AbsorbedTable cannot extract the merged cells

Hi,
When I try to get the merged cells which positions are right by the other cells, Aspose pdf cannot extract into TableAbsorber, does there any solution for this problem? Looking forward to your response.

In this JPG, I found out that the cells circled by orange cannot extract by Aspose.

截圖 2025-04-29 下午5.08.10.jpg (310.4 KB)

Here is the sample pdf, thanks a lot
辦理壽險業務應行特別注意事項(113年2月修訂)-內網版-54-59辦理壽險業務應行特別注意事項(113年2月修訂)-內網版-54-59-1.pdf (354.3 KB)

@Rachel_Lee

It seems that you are experiencing issues with extracting merged cells using the Aspose PDF library’s TableAbsorber. This is a known challenge when dealing with tables that contain merged cells, as the TableAbsorber may not always correctly identify and extract these cells.

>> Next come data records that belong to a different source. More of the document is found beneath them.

PR #2286, opened 2017-04-26
WIP (closes #2285)

### LINKED ISSUE #2285: testing: continuous_migration locking should be tested
9e3128682ff9dc72360173b2d0c227b908201a48 introduces protection of `continuous_migration()` via redis-lock. This should be tested so that a naïve developer doesn't later remove this functionality.

kaplun:


tests/integration/test_migrator.py
```diff
@@ -142,7 +164,41 @@ def test_continuous_migration_handles_multiple_records(app, record_1502655_and_1
     assert expected == result
 
 
+def test_continuous_migration_avoids_jamming(app, many_times_same_record):
+    with app.app_context():
```
jacquerie: You already have an application context: https://github.com/inspirehep/inspire-next/blob/319648c3d30afdbe2b34672beac6027b8858aa94/tests/integration/conftest.py#L50

tests/integration/test_migrator.py
```diff
@@ -142,7 +164,41 @@ def test_continuous_migration_handles_multiple_records(app, record_1502655_and_1
...
+        with mock.patch.dict(app.config, {'CELERY_ALWAYS_EAGER': False}):
```
jacquerie: I just realized one key thing: by the time you're running this line, the Celery app has already been instantiated, and it's too late to modify its behavior. I think that @spirosdelviniotis had a similar issue in the past, no?

jacquerie: The other thing is that you should be patching `current_app.config`, not `app.config`: I have a feeling that this was causing your woes with having to do internal imports (because you were modifying a fixture shared by other tests, not the application context on the stack).

kaplun: Ooh!

spirosdelviniotis: I had a similar issue but I didn't used mocks. The solution was to create the `app` with the `CELERY_ALWAYS_EAGER` flag.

Here are a few suggestions that might help you resolve this issue:

  1. Use the Flow Engine: One potential solution is to enable the flow engine in the TableAbsorber. You can do this by setting the UseFlowEngine property to true. This can improve the recognition of tables and may help in extracting the merged cells more accurately. Here’s a code snippet to illustrate this:

    TableAbsorber absorber = new TableAbsorber();
    absorber.UseFlowEngine = true; // Enable the flow engine
    absorber.Visit(page); // Replace 'page' with your actual page object
    
  2. Check for Updates: Ensure that you are using the latest version of the Aspose PDF library. Sometimes, issues are resolved in newer releases, so updating to the latest version might provide better support for merged cells.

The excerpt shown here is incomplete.